Confusion over arrest of author critical of Cameroon president


Patrice Nganang, a Cameroonian professor and author was last week arrested by the police as he was due to fly out of the country to Zimbabwe, where his family resides.

The cause of his arrest has been pinned on his critical views of president Paul Biya’s handling of the ‘Anglophone crisis’ in the northwest and southwest regions of Cameroon.

His wife and lawyer averred that he was being held over an article he authored and which was published in the French magazine, Jeune Afrique.

His lawyer Emmanuel Simh said last Friday: “He is accused of insulting the president of the republic, and after the hearings we will be able to give further information.”

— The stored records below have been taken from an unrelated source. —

PR #2792, opened 2023-03-13
Document why and how the magic login links work

ghickman:


lucyb (approved):
This looks good. It nicely explains why we've made this decision.

Do we have any record of slack (or other) conversations with Amir where we can point to his approval? If we don't have it yet, then it might be useful to add it later on just to make life easier for the future traveller.

bloodearnest (approved):

PR #2793, opened 2023-03-13
feat: add interactive_templates as a package

bloodearnest:
Now we just import the schema from the `interactive_templates` package,
and call its render method.  The removes all references and use of
a template repo, and tests that convered the actualy rendering logic.

As the interactive_templates packaging branch cannot land until this
change is deployed, we pin to specific branch commit of it in this
change. After this is deployed, we'll switch the dependency to point to
a version tag on main.

### DIFF
--- a/interactive/submit.py
+++ b/interactive/submit.py
@@ -156,19 +156,19 @@ def create_commit(
     with tempfile.TemporaryDirectory(suffix=suffix) as repo_dir:
         repo_dir = Path(repo_dir)
 
-        # 4. clone the given interactive repo
+        # 2. clone the given interactive repo
         git("clone", "--depth", "1", repo_url, repo_dir)
 
-        # 5. clear working directory because each analysis is fresh set of files
+        # 3. clear working directory because each analysis is fresh set of files
         clean_working_tree(repo_dir)
 
-        # 6. render the files into the interactive repo
+        # 4. render the files into the interactive repo
         render_analysis(analysis, repo_dir)
 
-        # 7. write a commit to the given interactive repo
+        # 5. write a commit to the given interactive repo
         sha = commit_and_push(repo_dir, analysis)
 
-        # 8. return contents of project.yaml (from disk) and sha
+        # 6. return contents of project.yaml (from disk) and sha
         project_yaml = (repo_dir / "project.yaml").read_text()
 
     return sha, project_yaml


interactive/submit.py
```diff
@@ -148,60 +143,33 @@ def get_repo_with_token(repo):
...
-        suffix = f"repo-{analysis.id}"
-        with tempfile.TemporaryDirectory(suffix=suffix) as repo_dir:
-            repo_dir = Path(repo_dir)
+    suffix = f"repo-{analysis.id}"
+    with tempfile.TemporaryDirectory(suffix=suffix) as repo_dir:
+        repo_dir = Path(repo_dir)
 
-            # 4. clone the given interactive repo
-            git("clone", "--depth", "1", repo_url, repo_dir)
+        # 4. clone the given interactive repo
```
ghickman, line 159:
```suggestion
        # 2. clone the given interactive repo
```

interactive/submit.py
```diff
@@ -148,60 +143,33 @@ def get_repo_with_token(repo):
...
+        git("clone", "--depth", "1", repo_url, repo_dir)
 
-            # 5. clear working directory because each analysis is fresh set of files
-            clean_working_tree(repo_dir)
+        # 5. clear working directory because each analysis is fresh set of files
```
ghickman, line 162:
```suggestion
        # 3. clear working directory because each analysis is fresh set of files
```

interactive/submit.py
```diff
@@ -148,60 +143,33 @@ def get_repo_with_token(repo):
...
+        clean_working_tree(repo_dir)
 
-            # 6. render the files into the interactive repo
-            analysis_template.render(repo_dir, asdict(analysis))
+        # 6. render the files into the interactive repo
```
ghickman, line 165:
```suggestion
        # 4. render the files into the interactive repo
```

interactive/submit.py
```diff
@@ -148,60 +143,33 @@ def get_repo_with_token(repo):
...
+        render_analysis(analysis, repo_dir)
 
-            # 7. write a commit to the given interactive repo
-            sha = commit_and_push(repo_dir, analysis)
+        # 7. write a commit to the given interactive repo
```
ghickman, line 168:
```suggestion
        # 5. write a commit to the given interactive repo
```

interactive/submit.py
```diff
@@ -148,60 +143,33 @@ def get_repo_with_token(repo):
...
+        sha = commit_and_push(repo_dir, analysis)
 
-            # 8. return contents of project.yaml (from disk) and sha
-            project_yaml = (repo_dir / "project.yaml").read_text()
+        # 8. return contents of project.yaml (from disk) and sha
```
ghickman, line 171:
```suggestion
        # 6. return contents of project.yaml (from disk) and sha
```

ghickman (approved):
Just some tiny fixes to the comments so the ordering makes sense 👍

But the information minister, Issa Bakary Tchiroma is also reported as saying Nganang’s arrest was over a Facebook post threatening the president.

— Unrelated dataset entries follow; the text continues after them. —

Issue #2798, opened 2023-03-13
ADR: pairing fields with check constraints


ghickman:
We have a variety of model fields which pair who did something (eg `created_by`) with when they did it (eg `created_at`).  We want these pairs to stay in sync, and Django's [CheckConstraints](https://docs.djangoproject.com/en/4.1/ref/models/constraints/#checkconstraint) are a great way to ensure this happens even down at the database level.

We should document this choice in an ADR with some examples for common use cases.

PR #2800, opened 2023-03-14
Document why and how to use CheckConstraints for paired fields

ghickman:
Record what and why we're using CheckConstraints with examples on how others can make use of them.

Fix: #2798

### DIFF
--- a/docs/adr/0012-paired-field-state-with-check-constraints.md
+++ b/docs/adr/0012-paired-field-state-with-check-constraints.md
@@ -1,0 +1,19 @@
+# 12. Ensuring paired field state with CheckConstraints
+Date: 2023-03-14
+
+## Status
+Accepted
+
+## Context
+We have fields on many of our database models which are inherently related.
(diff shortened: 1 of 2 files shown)


docs/adr/0012-paired-field-state-with-check-constraints.md
```diff
@@ -0,0 +1,17 @@
...
+## Context
+We have fields on many of our database models which are inherently related.
+The vast majority of these track *who* did something and *when* they did it.
+We want to ensure the state of these fields stays in sync without having to remember to do so at call sites.
+
+## Decision
+We will use [Django's CheckConstraints](https://docs.djangoproject.com/en/4.1/ref/models/constraints/#s-checkconstraint) to codify paired field relationships into the database.
+
+## Consequences
+We will have to put some more thought into our model creation and review to remember to add these constraints.
```
lucyb, line 16: We will also document how we use these constraints by adding some instructions into the developers.md!

PR #2820, opened 2023-03-14
fix: bump to latest templates and revert to output/ID/report.html path

bloodearnest:


tests/unit/jobserver/api/test_releases.py
```diff
@@ -1311,3 +1312,28 @@ def test_workspacestatusapi_success(api_rf):
...
     assert response.status_code == 200
     assert not response.data["uses_new_release_flow"]
+
+
+def test_maybe_create_report_no_match(slack_messages):
+
+    # not 3 parts
+    assert maybe_create_report(ReleaseFileFactory(name="no_match"), None) is None
+    assert len(slack_messages) == 0
+    # starts with output but not endswith report.html
```
ghickman, line 1322: Could you add a blank line before each of these section comments, it really helps denote them as sections.

ghickman (approved):
One small nit to help when scanning down the code, otherwise 👍

tests/unit/jobserver/api/test_releases.py
bloodearnest: done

His arrest “arose following a promise of death on the person of the Head of State, made by the person concerned through a message posted on his Facebook page, December 3, 2017 at 19 hours 27 minutes”, AFP quoted Mr. Tchiroma as saying.

What has become known as the ‘Anglophone Crisis’ in Cameroon is at the stage of an armed confrontation between secessionists and the army. President Paul Biya two weeks ago declared war on the activities of the secessionists.

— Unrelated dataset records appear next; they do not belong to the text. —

Issue #2809, opened 2023-03-14
Automatically create the GitHub issue for the output checking request


lucyb:
This is dependent on https://github.com/opensafely-core/job-server/issues/2591 EDIT: we can create the issue in the existing [output-checkers repository](https://github.com/ebmdatalab/opensafely-output-review/issues), which will mean the output-checkers are notified automatically in slack.

We should automatically create an issue for the output checkers to review the outputs of an Interactive request, once the job request has successfully completed. The issue should be given the label "interactive".

The output checking process is slightly different to normal, so we need to make those differences clear in the ticket and include the exact `osrelease` command that the output-checker will need to run to correctly release the file.

See OSI v1 for reference: https://github.com/opensafely-core/interactive.opensafely.org/blob/bb4166cfa86c832f6caaab05719a5078eddf3bfd/services/github.py#L23

PR #2823, opened 2023-03-15
Notify output checkers when the jobs for an AnalysisRequest finish

ghickman:
This replicates the functionality from OSIv1 with a few differences:
* the ticket is created when the JobRequest finishes since we already have a hook for those sorts of notifications
* the body has been updated to match the layout of the current issue template the output checkers use
* it creates the ticket in the output checkers tracker instead of the interactive one

Fix: #2809

### DIFF
--- a/jobserver/api/jobs.py
+++ b/jobserver/api/jobs.py
@@ -12,8 +12,10 @@ from rest_framework.generics import ListAPIView
 from rest_framework.response import Response
 from rest_framework.views import APIView
 
+from interactive.notifications import notify_output_checkers
 from jobserver.api.authentication import get_backend_from_token
 from jobserver.emails import send_finished_notification
+from jobserver.github import _get_github_api
 from jobserver.models import JobRequest, Stats, User, Workspace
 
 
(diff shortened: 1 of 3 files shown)


jobserver/api/jobs.py
```diff
@@ -195,6 +200,9 @@ def handle_alerts_and_notifications(request, job_request, job):
             user_id=job_request.created_by_id,
         )
 
+    if hasattr(job_request, "analysis_request"):
```
bloodearnest, line 203: Hmm, this seems odd, probably a previous decision, but could JobRequest.analysis_request be a property or similar, rather than a possibly missing attribute?

tests/unit/jobserver/api/test_jobs.py
```diff
@@ -555,6 +565,40 @@ def test_jobapiupdate_post_with_flags(api_rf):
...
+    request = api_rf.post(
+        "/",
+        HTTP_AUTHORIZATION=job_request.backend.auth_token,
+        data=data,
+        format="json",
+    )
+
+    response = JobAPIUpdate.as_view(get_github_api=FakeGitHubAPI)(request)
+
+    assert response.status_code == 200
```
bloodearnest, line 599: Shouldn't we also check that a github issue was created? Or the api at least called?

bloodearnest (approved):
oops. forgot to approve

jobserver/api/jobs.py
ghickman: This is an artefact of it being a OneToOneField defined on AnalysisRequest.  When the relationship is missing, the target model (JobRequest in this instance) doesn't have the instance variable defined.  It is _maddening_.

The declaration followed attacks on members of the security forces, which incidents claimed six lives – four soldiers and two policemen weeks ago. It brought the total number of casualties to 10 after four others were killed earlier.

The separatists are pushing for an independent country that seeks to breakaway with the two predominantly Anglophone regions.

The Cameroonian government has been slammed in the recent past by rights organizations like Amnesty and Human Rights Watch for trampling on the rights of the media and political actors. Yaounde is accused of torturing people being held and unnecessarily delaying trials which do not follow the due course of the law.